_Task item_
The expected output is the data itself, duplicated in full.

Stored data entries
PR #2261, opened 2026-05-31
Improve music puzzle

wjt:
Add background music to this scene: initially just a bass line and very
small percussion part, which progresses as you complete each step of the
puzzle. The full melody plays when you have completed the puzzle. Change
the melody on the rocks to match. Include the strudel.cc source code to
the music; the five files are simply slices of a 16-cycle export. The
guitar arpeggios + kalimba + folk harp stack was me trying to imagine
what the musician's weird three-necked instrument might sound like.

The clips for each step of the puzzle are configured to loop from
halfway through the clip, so that the gentle cymbal hit at the start
only plays once per step. This currently doesn't work in the Godot web
target but it sounds OK anyway.

Increase the attenuation and reduce the volume on the ambient sounds so
they're not so overwhelming when you're far away from the forest/river.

_Output of the exercise_
PR #2261, opened 2026-05-31
Improve music puzzle

wjt:
Add background music to this scene: initially just a bass line and very
small percussion part, which progresses as you complete each step of the
puzzle. The full melody plays when you have completed the puzzle. Change
the melody on the rocks to match. Include the strudel.cc source code to
the music; the five files are simply slices of a 16-cycle export. The
guitar arpeggios + kalimba + folk harp stack was me trying to imagine
what the musician's weird three-necked instrument might sound like.

The clips for each step of the puzzle are configured to loop from
halfway through the clip, so that the gentle cymbal hit at the start
only plays once per step. This currently doesn't work in the Godot web
target but it sounds OK anyway.

Increase the attenuation and reduce the volume on the ambient sounds so
they're not so overwhelming when you're far away from the forest/river.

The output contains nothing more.